→ TASK STATEMENT
Reproduce exactly the final portion of the data: every line from the one containing "from ..service import ConvergenceStrategy" through the last line, inclusive.

→ DATASET EXCERPTS

▼

PR #3364, opened 2016-04-21
service: detailed error messages for create and start

### LINKED ISSUE #3355: Include service name when printing an error message
We've been happily using docker compose for a couple of months in our project (~9 service, moderately complex setup). From time to time, usually when a new team member tries to set up the development environment, there's an issue with bringing up the environment. When this happens, all we get is some cryptic error message:
 * `No such file or directory`
 * `Container command not found or does not exist.`

At this point, we usually have to dig into the person's machine and check what's wrong. We usually have to: check container logs, check images, inspect containers, try to start them manually using `docker` directly. From time to time, we even have to check docker logs, start stuff with `strace`...

It would be so much better if compose printed way more information when an error occurs: service name, engine API call, all arguments... Ideally, engine would do the same by sending more detailed error messages.

TomasTomecek:
Fixes #3355 

this should help in situations like these: https://github.com/docker/docker/issues/18098#issuecomment-165518262

### DIFF
--- a/compose/cli/main.py
+++ b/compose/cli/main.py
@@ -32,6 +32,7 @@ from ..service import BuildError
 from ..service import ConvergenceStrategy
 from ..service import ImageType
 from ..service import NeedsBuildError
+from ..service import OperationFailedError
 from .command import get_config_from_options
 from .command import project_from_options
 from .docopt_command import DocoptDispatcher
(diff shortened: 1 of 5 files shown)


dnephin:
LGTM, going to rebuild to see if test failures are flakes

▲

→ TASK ANSWER
 from ..service import ConvergenceStrategy
 from ..service import ImageType
 from ..service import NeedsBuildError
+from ..service import OperationFailedError
 from .command import get_config_from_options
 from .command import project_from_options
 from .docopt_command import DocoptDispatcher
(diff shortened: 1 of 5 files shown)


dnephin:
LGTM, going to rebuild to see if test failures are flakes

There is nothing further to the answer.